Data Analysis

Our research in data analysis emphasizes the importance of combining the mathematics we have developed with biomedical research applications, and delivering these tools and techniques to the research community. We are developing methods for analyzing various biomedical data. We have identified four key areas on which we will focus our efforts; these include methods for image segmentation, surface analysis, diffusion tensor imaging analysis, and biosequence analysis.

The ultimate goal of structural image analysis is to extract, compare, and represent (i.e., model) anatomical information from volumetric data. Extending our tissue classification methods, the CCB processes multiple modalities and identifies pathologic structures such as lesions. Segmentation methods also aid in identifying various structures in MRI. Validating these methods using expert-labeled data, CCB explores the performance of these methods on sub-groups of data. By combining level-set segmentation approaches, atlas methods elucidate neuroanatomical structures such as subcortical gray matter bodies. We are examining various segmentation methods. We validate these methods on expert-labeled and phantom data models, and then archive this information in our Knowledge Management system. By investigating the performance of different strategies on various biomedical imaging segmentation problems and the impact of these on the results of subsequent analyses, we are able to provide recommended practices to our Investigators as well as other users of our tools. Finally, we are applying multi-layer level-set segmentation approaches to the variety of methods for surface extraction.

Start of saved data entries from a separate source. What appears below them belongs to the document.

Issue #193, opened 2017-04-07
Add support for dynamic base url


AlexanderYastrebov:
As a developer
I want to have support for dynamic base url
So that it is possible to change baseUrl after Rest instance is constructed

Main usecase scenario is to use dynamic config provider (aka config service) to get base url which may change over time/after config update.

PR #194, opened 2017-04-07
GH-193 Adds support for dynamic base url

AlexanderYastrebov:
Fixes GH-193

This PR adds support for dynamic base URL.

`RequestArguments` interface was cleaned from `withX` builder methods. The rationale is that single responsibility of this interface is to represent view over request arguments. Since interface is public it is a breaking change. The impact should be discussed and change reverted if **really** necessary.

Decision should be made about providing accompanying `RestBuilder::baseUrlProvider(Supplier<String> baseUrlProvider)` method since base url often comes in form of a string value as well.

### DIFF
--- a/riptide-core/src/main/java/org/zalando/riptide/DefaultRequestArguments.java
+++ b/riptide-core/src/main/java/org/zalando/riptide/DefaultRequestArguments.java
@@ -4,6 +4,7 @@ import com.google.common.collect.ImmutableList;
 import com.google.common.collect.ImmutableMultimap;
 import java.net.URI;
 import java.util.Optional;
+import java.util.function.Supplier;
 import lombok.AccessLevel;
 import lombok.AllArgsConstructor;
 import lombok.Getter;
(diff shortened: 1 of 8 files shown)


riptide-core/src/main/java/org/zalando/riptide/DefaultRequestArguments.java
```diff
@@ -21,7 +27,7 @@
     HttpMethod method;
 
     @Wither
-    URI baseUrl;
+    Supplier<URI> baseUrlProvider;
```
AlexanderYastrebov: This is also a breaking change if `DefaultRequestArguments` is really considered public and not for library-internal use only

AlexanderYastrebov: Though this could be solved by providing `withBaseUrl` method

AlexanderYastrebov:
After some thought I do not like that RequestArguments delegate call for base url to provider. This may lead to situation when actual request url and url observed e.g. by plugin are different. Better way is to freeze baseUrl during request preparation.

AlexanderYastrebov:
Closing in favour of https://github.com/zalando/riptide/pull/195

Diffusion Tensor Imaging methods
Diffusion Tensor Imaging is a relatively new technology that takes advantage of the fact that water diffusion in the brain is not isotropic in all tissues. Specifically, white matter tracts, which are organized into parallel fiber bundles, allow for significantly greater diffusivity along their paths than perpendicular to them. This anisotropy can not only distinguish white matter from gray matter, but the principal axis, obtained from a diagonalization of the diffusion tensor, can be utilized to generate fiber pathways in the brain. As part of this effort, we are developing a collection of tools for computing standard DTI measures (e.g., fractional anisotropy, mean diffusivity). We also are developing a novel approach to segment tracts within the DTI data collected from the brain. Our proposed method uses a physical model of the diffusion process itself, based on the measurements made during a DTI imaging sequence. To assess the validity of this algorithm, we will develop a digital phantom model. This model will be built from multiple data sources, including MRI, DTI, histological stains, anatomical atlases, and the expertise of experienced neuroanatomists. We will model a brain with multiple fiber tracts, and then simulate the effects of an acquisition protocol on that brain. This model will provide a validation standard similar to that provided by the Montreal Neurological Institute’s BrainWeb Phantom for structural imaging and segmentation.

Biosequence Analysis
Alternative splicing has recently emerged as a major mechanism of functional regulation in the human genome. Previously considered to be an unusual event, it has been detected by many genomics studies in 40-60% of human genes. Moreover, it appears to be of central importance for the nervous system and for temporal development of differentiated cells and tissues. However, of the more than 30,000 alternative splice events detected in the human transcripts, fewer than 20% have been characterized functionally. To give biologists a basis for choosing which alternative splice forms to focus on, we are developing tools needed for identifying meaningful patterns and associations with specific tissues, developmental stages and disease states. We demonstrate the value of interval logic and alignment query tools for analyzing alternative splicing. We are building these basic capabilities into a power tool that everyone can use, by integrating them into an extensible, open-source database system (PostgreSQL) that will make it relatively fast and easy for biologists to query alternative splice functions.